The issue is when this sequence of operations is executed:

split team A from team world, where team A = PEs {0-6} , and does not support collectives
split team Z from team world, where team Z = PEs {0-4} , and does not support collectives
split team B from team A, where team B = PEs {0, 2, 4}, and supports collectives
split team C from team A, where team C = PEs {0, 3, 6}, and supports collectives
split team X from team Z, where team X = PEs {2, 3}, and supports collectives

So teams X, B and C both need to do some operations to setup symmetric resources for collectives. This requires using some existing symmetric resources to bootstrap the new symmetric resources. Neither teams A or Z has any symmetric resources to bootstrap team creation, so the only resources to bootstrap new teams are the global symmetric resources.

PE 0 needs the split to team B to finish before the split from team C starts or its shared team create resource could get corrupted by PEs 3 or 6 (team C) while the split to team B is still ongoing.
PE 2 needs the split from team B to finish before the split to team X starts or the symmetric team create resource on PE 2 could get corrupted by PE 3 (team X) while the split to team B is still ongoing.
PE 3 needs the split to team C to finish before the split to team X starts or the symmetric team create resource on PE 3 could get corrupted by PE 2 (team X) while the split to team C is still ongoing.

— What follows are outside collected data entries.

PR #2724, opened 2022-10-31
Add facility endpoint

CannonLock:
Added a linear search with cached result for a entity being in cc*\
Started a test class for API endpoint content and some basic tests to start


src/webapp/topology.py
```diff
@@ -217,6 +246,15 @@ def get_tree(self, authorized=False, filters: Filters = None) -> Optional[Ordere
 
         return new_res
 
+    @property
+    def is_ccstar(self):
+        """Check if this site is tagged as a CC* Site"""
+        try:
+            return "CC*" in self.data["Tags"]
+        except:
+            return False
```
matyasselmeci, line 255:
```suggestion
        return "CC*" in self.data.get("Tags", [])
```
Let's avoid an overly broad except.

CannonLock: @matyasselmeci Oh awesome, this a lot better!

matyasselmeci (approved):

PR #2751, opened 2022-11-10
LIGO: add new cilogon/igwn user token issuers

### LINKED ISSUE #2747: Add new IGWN token issuer for LIGO VO
The LIGO VO topology includes the https://scitokens.org/ligo token issuer. AFAIK we are transitioning to https://scitokens.org/igwn, which will include some new scopes etc for internal use.

Can we update the LIGO VO topology file to reference that issuer? I am listed as a VO Manager, so should I be the one to propose a Pull Request that implements that?

cc @josh-willis @rdt12 @jjg-123

duncanmmacleod:
This PR closes #2747 by adding references to the new cilogon.org/igwn token issuers for the LIGO VO. These are used for user tokens, not pilot tokens.

### DIFF
--- a/virtual-organizations/LIGO.yaml
+++ b/virtual-organizations/LIGO.yaml
@@ -79,6 +79,12 @@ DataFederations:
           - FQAN: /virgo
           - FQAN: /virgo/virgo
           - SciTokens:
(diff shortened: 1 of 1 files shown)


brianhlin (approved):
LGTM

PR #2759, opened 2022-11-10
Update cache_config_whitelist.txt

biozit:


src/tests/cache_config_whitelist.txt
```diff
@@ -2,3 +2,4 @@
 xrootd-local.unl.edu:1094
 stash.farm.particle.cz:8000
 stashcache.jinr.ru:8000
+stashcache.gwave.ics.psu.edu:8443
```
edquist, line 5: This whitelist is for caches configured in CVMFS, that are not in topology.

But my read of SOFTWARE-3470 is that `stashcache.gwave.ics.psu.edu:8443` is in the list "Caches in Topology, missing from CVMFS config ligo.osgstorage.org.conf".

So, I do not think it will solve the problem to add this item to the whitelist.

We need to do one of these:
1. add it to CVMFS config
2. remove it from Topology
3. change our whitelist semantics to apply to extra items in either CVMFS config OR Topology

@brianhlin would you care to weigh in on this?

brianhlin: I vote (1) if the cache is active and (2) if it isn't

edquist: @biozit, any idea whether the `stashcache.gwave.ics.psu.edu:8443` cache is still active?

edquist: Ping @biozit -

> any idea whether the `stashcache.gwave.ics.psu.edu:8443` cache is still active?

biozit: Looks offline:

[1155] root@test-007 ~/cachetest# /usr/bin/gfal-copy --cert /root/cachetest/c -f  https://stashcache.gwave.ics.psu.edu:8443/user/ligo/test_access/access_ligo  .
gfal-copy error: 110 (Connection timed out) - Could not stat the source: Connection timed out

[1204] root@test-007 ~/cachetest# ping stashcache.gwave.ics.psu.edu
PING stashcache.gwave.ics.psu.edu (10.136.28.245) 56(84) bytes of data.
^C
--- stashcache.gwave.ics.psu.edu ping statistics ---
5 packets transmitted, 0 received, 100% packet loss, time 3999ms

Let me check it with the admin

biozit: It is a private cache, @edquist

edquist: So in that case I think instead of adding to this whitelist, we should remove the `XRootD cache server` service from the `PSU-LIGO-CACHE` resource ([here](https://github.com/opensciencegrid/topology/blob/master/topology/Penn%20State%20University/PSU%20LIGO/PSU-LIGO.yaml#L63-L65)) ... @brianhlin, does that match your thinking?

biozit: Ron Tapia
  [12:33 PM]
Hi, yes it is. PSU-LIGO is using it for CVMFS.
Fabio Andrijauskas
  [12:36 PM]
is it a “private” cache?
Ron Tapia
  [12:40 PM]
Yes, in the sense that its ports are not exposed to the outside world.







Ron Tapia
  [12:40 PM](https://opensciencegrid.slack.com/archives/D04C0TTLPHP/p1668804022968489)
Yes, in the sense that its ports are not exposed to the outside world.

brianhlin: @djw8605 @matyasselmeci this is an interesting case here: even if the PSU-LIGO cache is private, it feels like we should keep it registered in Topology for troubleshooting, monitoring, and accounting.  However, if it's private then I imagine that they should be generally excluded from the lists of caches that are used by the `osdf-client` and CVMFS. Do we have a way to mark caches as "private"?

@biozit how do jobs at PSU know to use their cache, specifically? Or do they not do anything on their end and any jobs outside of PSU that determine that PSU is the closest cache attempt to use it then fail over to public caches?

matyasselmeci: > Do we have a way to mark caches as "private"?

Not for osdf-client; I think that's related to https://opensciencegrid.atlassian.net/browse/SOFTWARE-5203.

brianhlin: Ah, right. That's important but not sufficient if we want to keep the cache registered in Topology: we'd need to have a way to mark a cache as excluded from the default list used by the `osdf-client`

edquist:
@matyasselmeci and @brianhlin -

In SOFTWARE-3470 you've both suggested adding sites to the whitelist.

But see my [comment above](https://github.com/opensciencegrid/topology/pull/2759#discussion_r1019577083) - in particular:

>This whitelist is for caches configured in CVMFS, that are not in topology.

Are you suggesting that we do option 3?

>3. change our whitelist semantics to apply to extra items in either CVMFS config OR Topology

biozit:
@brianhlin it is possible to select the cache list on stashcp, using -n

biozit:
@brianhlin Should we merge this?

biozit:
For the cache information, we have a list of OSG caches and Ligo caches: https://github.com/cvmfs-contrib/config-repo/blob/osg/etc/cvmfs/domain.d/osgstorage.org.conf

The osdf-client can be configured to use different cache lists.

matyasselmeci:
Hi folks,
What's up with this PR? Should we merge it? Should we close it? Are additional changes necessary?

edquist:
>What's up with this PR?

Brian commented [above](https://github.com/opensciencegrid/topology/pull/2759#issuecomment-1335637920) saying to add a(nother) whitelist mechanic.  I think that requires code changes (and i don't think there is a ticket).  The whitelist addition in this PR does not work as-is for reasons I [explained earlier](https://github.com/opensciencegrid/topology/pull/2759#discussion_r1019577083).

biozit:
Should we create a Jira ticket and close this PR?

matyasselmeci:
I see. @biozit, would https://opensciencegrid.atlassian.net/browse/SOFTWARE-5482 address your needs?

biozit:
sounds good!

matyasselmeci:
OK, good.  Will this PR work for excluding the cache from CVMFS, or does that require something else? I'm not sure what mechanism CVMFS uses to get its cache list.

biozit:
We need to change here https://github.com/cvmfs-contrib/config-repo/blob/osg/etc/cvmfs/domain.d/osgstorage.org.conf for CVMFS

matyasselmeci:
OK, in that case I think we can close this PR.

PR #2769, opened 2022-11-15
Update type hints

matyasselmeci:
Most of our GlobalData.get_* methods may return None if obtaining the data the first time raises an exception.


matyasselmeci:
Let me know if you think I should update docstrings/comments with this info too...

PR #2770, opened 2022-11-16
Update UNLCachingInfrastructure.yaml

biozit:
@djw8605 this is the only way I can create the certs from UCSD :-(


djw8605:
I'm not super excited about this.  I would much rather put it under the opensciencegrid.org or osgstorage.org domains, just to keep it institutionally neutral.

But, if this is our only option, I'm ok with it.  At least we can change it in the future rather easily.

biozit:
You said something about requesting certs from somewhere

biozit:
certs installed

biozit:
Will be the same with Massachusetts Green High Performance Computing Center

bbockelm:
@biozit - should we be closing this PR?

biozit:
yes, I do it.

PR #2778, opened 2022-11-22
Move webapp.common.generate_dn_hash() to a new file, x509.py

matyasselmeci:
This lets you import webapp.common without having "asn1" installed, which is good because get-scitokens-mapfile uses webapp.common and asn1 isn't available as an RPM on EL7.

### DIFF
--- a/src/webapp/common.py
+++ b/src/webapp/common.py
@@ -4,13 +4,10 @@ import hashlib
 import json
 import os
 import re
-import shlex
 import subprocess
 import sys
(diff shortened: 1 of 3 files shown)


matyasselmeci:
I accidentally introduced this dependency in 1e03a5eb4c180806b084510d5a7016b75cd735e9 when I did some refactoring for OSDF stuff and it's now preventing me from building osg-scitokens-mapfile.

brianhlin (approved):
LGTM

PR #2779, opened 2022-11-23
Make x509 (hence asn1) optional in webapp.vos_data

matyasselmeci:
get-scitokens-mapfile imports webapp.vos_data to handle scitoken auth so I need to do a little extra work to make asn1 optional.


brianhlin (approved):
LGTM

PR #2782, opened 2022-11-29
SOFTWARE-5347

AidenCohen31:


src/topology_utils.py
```diff
@@ -45,19 +49,33 @@ def get_auth_session(args):
     if args.key:
         key = args.key
 
-    session = requests.Session()
+    session = {}
+<<<<<<< HEAD
 
+=======
+    session['cert_reqs'] = 'CERT_REQUIRED'
+>>>>>>> master
```
brianhlin, line 57: There's a couple of diff-looking lines that seemed to have snuck in here somehow. Can you clean them up?

AidenCohen31:
Oh, that was an accident, I guess I didn't push the merge

AidenCohen31:
Revamped structure, should be good now

bin/osg-notify
```diff
@@ -21,6 +21,7 @@ if __name__ == "__main__" and __package__ is None:
     sys.path.append(_parent + "/src")
 
 import topology_utils
+from topology_utils import OSGPoolManager
```
brianhlin, line 24:
```suggestion
from topology_utils import TopologyPoolManager
```

bin/osg-notify
```diff
@@ -173,13 +174,13 @@ def has_non_printable_ascii_characters(contents):
 
 def main():
     args = parseargs()
-
+    pm = OSGPoolManager()
```
brianhlin, line 177:
```suggestion
    pm = TopologyPoolManager()
```

bin/osg-notify
```diff
@@ -190,7 +191,7 @@ def main():
                     exit(1)
                 else:
                     print(exc)
-        results = topology_utils.filter_contacts(args, results)
+        results = OSGPoolManager.filter_contacts(args, results)
```
brianhlin, line 194:
```suggestion
        results = TopologyPoolManager.filter_contacts(args, results)
```

bin/osg-notify
```diff
@@ -213,7 +214,7 @@ def main():
                     exit("Too many incorrect password attempts, exiting")
                 else:
                     print(exc)
-        results = topology_utils.filter_contacts(args, results)
+        results = OSGPoolManager.filter_contacts(args, results)
```
brianhlin, line 217:
```suggestion
        results = TopologyPoolManager.filter_contacts(args, results)
```

src/topology_utils.py
```diff
@@ -25,365 +25,375 @@ class InvalidPathError(AuthError):
...
-    and the arg `contact_list` is the contents of a single <ContactList>
-
-    If vosummary, this looks like:
-        <ContactTypes>
-            <ContactType>
-                <Type>Miscellaneous Contact</Type>
-                <Contacts>
-                    <Contact>
-                        <Name>...</Name>
+class OSGPoolManager(urllib3.PoolManager):
```
brianhlin, line 28:
```suggestion
class TopologyPoolManager(urllib3.PoolManager):
```

brianhlin (commented):
We have a service called the "OSPool" so I'm renaming the class to avoid tricky typos in the future

brianhlin (changes requested):
Hey @AidenCohen31 this looks solid but could you take all the static methods out of the `TopologyPoolManager` class?

As you already know, these methods don't act on a given instance of the class so they don't need to be there and we should be especially conservative when changing an interface of the library. It's anybody's guess who's using these methods from our library and if we change the way they need to invoke the methods, their code may break!

PR #1570, opened 2025-07-22
Update readme

aliberts:
## What this does

Update the readme for the upcoming release


README.md
```diff
@@ -343,32 +308,14 @@ huggingface-cli upload ${hf_user}/${repo_name} path/to/pretrained_model
 
 See [eval.py](https://github.com/huggingface/lerobot/blob/main/lerobot/scripts/eval.py) for an example of how other people may use your policy.
```
tc-huang: Hi @aliberts,

It looks like the link to `eval.py` is broken due to the new folder structure.
Here's a suggested fix:
```suggestion
See [eval.py](https://github.com/huggingface/lerobot/blob/main/src/lerobot/scripts/eval.py) for an example of how other people may use your policy.
```

aliberts: Nice catch, thanks

imstevenpmwork (approved):

PR #1573, opened 2025-07-22
fix pyrealsense to 2.55.1.6486 to avoid test_realsense fail

michel-aractingi:
test_realsense.py is failing with pyrealsense version 2.56.4.9191 that was released today.
I fixed the version to 2.55.1.6486 that works


imstevenpmwork:
Superseded by: https://github.com/huggingface/lerobot/pull/1574

PR #1581, opened 2025-07-24
Add __init__.py under module directories for LSP support

HiroIshida:
## What this does

Add `__init__.py` under python modules to make them as proper python modules. 

In my case, without this, for example LSP tool cannot detect `lerobot.datasets`  as a module or jump to definition is not possible. 

To generate this, I used this shell script, which touch `__init__.py` for directory that contains at least single python file.
```bash
#!/bin/bash

TARGET_DIR="${1:-.}"

if [ ! -d "$TARGET_DIR" ]; then
    echo "Error: Directory '$TARGET_DIR' not found."
    exit 1
fi

echo "Starting search in: $(realpath "$TARGET_DIR")"
echo "--------------------------------------------------"

find "$TARGET_DIR" -type d -exec bash -c '
    dirpath="$0"

    if [ -f "$dirpath/__init__.py" ]; then
        return
    fi

    if find "$dirpath" -maxdepth 1 -type f -name "*.py" -print -quit | grep -q "."; then
        echo "Creating: $dirpath/__init__.py"
        touch "$dirpath/__init__.py"
    fi
' {} \;

echo "--------------------------------------------------"
echo "Script finished."
```


AdilZouitine:
Nice catch, maybe we can improve it, by all the public class and function under `__all__`

HiroIshida:
@AdilZouitine 
Thanks for the great suggestion to use `__all__`
I'd be happy to add them, but I'll need some guidance on which APIs to expose as I'm not familiar with the design of all packages.

If this isn't mandatory, I would appreciate it if we could merge this PR as is and tackle `__all__` in a follow-up. Please let me know your thoughts.

imstevenpmwork:
Something is off with the PR file difference !

imstevenpmwork:
Hi @HiroIshida, thanks for this PR and sorry it went stale. The tree has changed a lot since July 2025: main now ships `__init__.py` in every directory this PR touched that still exists (added via #3362 and #3180 — e.g. `src/lerobot/configs/`, `src/lerobot/datasets/`, `src/lerobot/policies/act/`, `src/lerobot/utils/`), and the other 9 directories (pi0fast, sac, scripts/rl, scripts/server, datasets/v2, v21, push_dataset_to_hub, pi0/conversion_scripts) were removed or moved, so the original ask is covered and the diff no longer applies. The one leftover is `src/lerobot/scripts/`, which is intentionally importable as a namespace package today — if your LSP still trips on it, a fresh one-line PR adding just that `__init__.py` would be very welcome. Closing this one as superseded by main; thanks again!

PR #1608, opened 2025-07-28
fix(hf hub dependency): adding ceiling version on huggingface_hub

CarolinePascal:
## What this does

This PR limits the version of `huggingface_hub` to `<0.34.0` to avoid caching changes brought by the latest 0.34.0 release.

## How it was tested

N/A

N/A


AdilZouitine (approved):
LGTM, we should temporaly pin it

PR #1614, opened 2025-07-28
Feat: Support CLI for Launching LeKiwiHost

zuoxingdong:
### Problem

Currently, CLI is not supported by launching LeKiwi Host on Raspberry Pi

In the following tutorial docs
https://huggingface.co/docs/lerobot/lekiwi?example=Linux#teleoperate-lekiwi

it says

```
python -m lerobot.robots.lekiwi.lekiwi_host --robot.id=my_awesome_kiwi
```

But `--robot.id=my_awesome_kiwi` has no effect due to missing CLI parser, therefore teleoperation script may not run seamlessly.

### Key Changes
1. Created configuration dataclass `LeKiwiServerConfig` that contains both robot and host configurations
3. Added CLI parsing with `@draccus.wrap()` decorator on the `main()` function

### How it Works

```
python -m lerobot.robots.lekiwi.lekiwi_host --robot.id=my_awesome_kiwi
```
will now work correctly.

One can also customize any configurations from both `LeKiwiConfig` and `LeKiwiHostConfig`

For example, one could also try to increase the connection time to 1 hour
```
python -m lerobot.robots.lekiwi.lekiwi_host --robot.id=my_awesome_kiwi --host.connection_time_s=3600
```

cc: @pkooij @aliberts @imstevenpmwork

### DIFF
--- a/src/lerobot/robots/lekiwi/lekiwi_host.py
+++ b/src/lerobot/robots/lekiwi/lekiwi_host.py
@@ -18,12 +18,21 @@ import base64
 import json
 import logging
 import time
+from dataclasses import dataclass, field
 
 import cv2
 import zmq
+import draccus
 
 from .config_lekiwi import LeKiwiConfig, LeKiwiHostConfig
 from .lekiwi import LeKiwi
+
+
+@dataclass
+class LeKiwiServerConfig:
+    """Configuration for the LeKiwi host script."""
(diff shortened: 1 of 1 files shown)


jetdillo:
Thanks for doing this and fixing it in a comparatively non-hacky way. It's made my working with the LeKiwi much easier.

PR #1619, opened 2025-07-29
fix(deps): bump Dataset dependency

richardrl:
Huggingface datasets 4.0 no longer returns lists of tensors for scalar data. The returns cannot be stacked, therefore they must be wrapped in list.

```
(Pdb) import lerobot
(Pdb) import datasets
(Pdb) lerobot.__version__
'0.2.0'
(Pdb) datasets.__version__
'4.0.0'
```

```
File "/data/pulkitag/hamer_diffusion_policy_project/projects/lerobot/src/lerobot/datasets/lerobot_dataset.py", line 489, in init
timestamps = torch.stack(self.hf_dataset["timestamp"]).numpy()
TypeError: stack(): argument 'tensors' (position 1) must be tuple of Tensors, not Column
wandb: You can sync this run to the cloud by running:
```

### DIFF
--- a/src/lerobot/datasets/image_writer.py
+++ b/src/lerobot/datasets/image_writer.py
@@ -76,7 +76,9 @@ def write_image(image: np.ndarray | PIL.Image.Image, fpath: Path):
             img = image
         else:
             raise TypeError(f"Unsupported image type: {type(image)}")
-        img.save(fpath)
+        img.save(fpath, compress_level=0)
+        # img.save(fpath)
+
     except Exception as e:
         print(f"Error writing image {fpath}: {e}")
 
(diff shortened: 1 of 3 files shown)


richardrl:
Note: I think this is incomplete, we also need to convert ['episode_idx'].item() calls to no longer call .item(), they are already scalar

AdilZouitine:
hey thank you for your contribution. Is this complete?

richardrl:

So, as is, the user is going to end up putting sync_all between every split from a NO_COLLECTIVE team to make sure all global symmetric resources are protected.

naveen-rn commented 5 years ago

Can we say that the root cause of this issue is mixing NO_COLLECTIVE and normal teams in the hierarchy of team creation?

gmegan commented 5 years ago

I think yes, mixing these team types is the root of the problem. But we have cases where we want this, e.g. using multiple 2D splits to make a 3D split.

nspark commented 5 years ago

Right now a team created with NO_COLLECTIVE and 0 contexts does not require sync between team create. But when we add heaps, that will change this requirement.

This is maybe a small point, but even when we add heaps to teams, the heap operations—creation, allocation, deallocation, etc.—will be collective across the team. In that way, I think a team with NO_COLLECTIVE would not be suitable for use with team-based heaps.

nspark commented 5 years ago

This is a good breakdown of the problem, @gmegan. I wonder now whether we should consider a "hybrid" approach with the alternative Sets and Groups proposal from ORNL and @manjugv. My main concern with Sets and Groups was the generality of set creation, and the storage/indexing overheads that might induce (along the lines of color/key-split). I did have a secondary concern of API verbosity, but this issue makes it seem like it might be necessary (or preferred to the complexities here).

As a "hybrid", I'd suggest only providing:

shmem_set_split_{strided, 2D}
`shmem_team_create(shmem_set_t set, ...);
predefined objects SHMEM_{SET, TEAM}_{WORLD, SHARED}

Admittedly, there will be cases in which it will feel somewhat verbose to, for example, extract the set from a team, split the set, then create a child team, but I wonder whether this complexity is worth resolving this issue.

Yes, this would be quite a bit of churn in terms of LaTeX changes, but, would it solve the issues raised here?

naveen-rn commented 5 years ago

@nspark @gmegan It looks like there are two separate problems being discussed in this issue.

Mixing NO_COLLECTIVE and COLLECTIVE team in the hierarchy of teams creation; and
Expecting ordering of teams created from the users using some application level synchronization.

Problem(1) can be resolved by resisting the mix of these two types of teams. Two me this multiple 2D splits to a 3D split seems to be an one-off use case. If required, we should create a separate new API for 3D split.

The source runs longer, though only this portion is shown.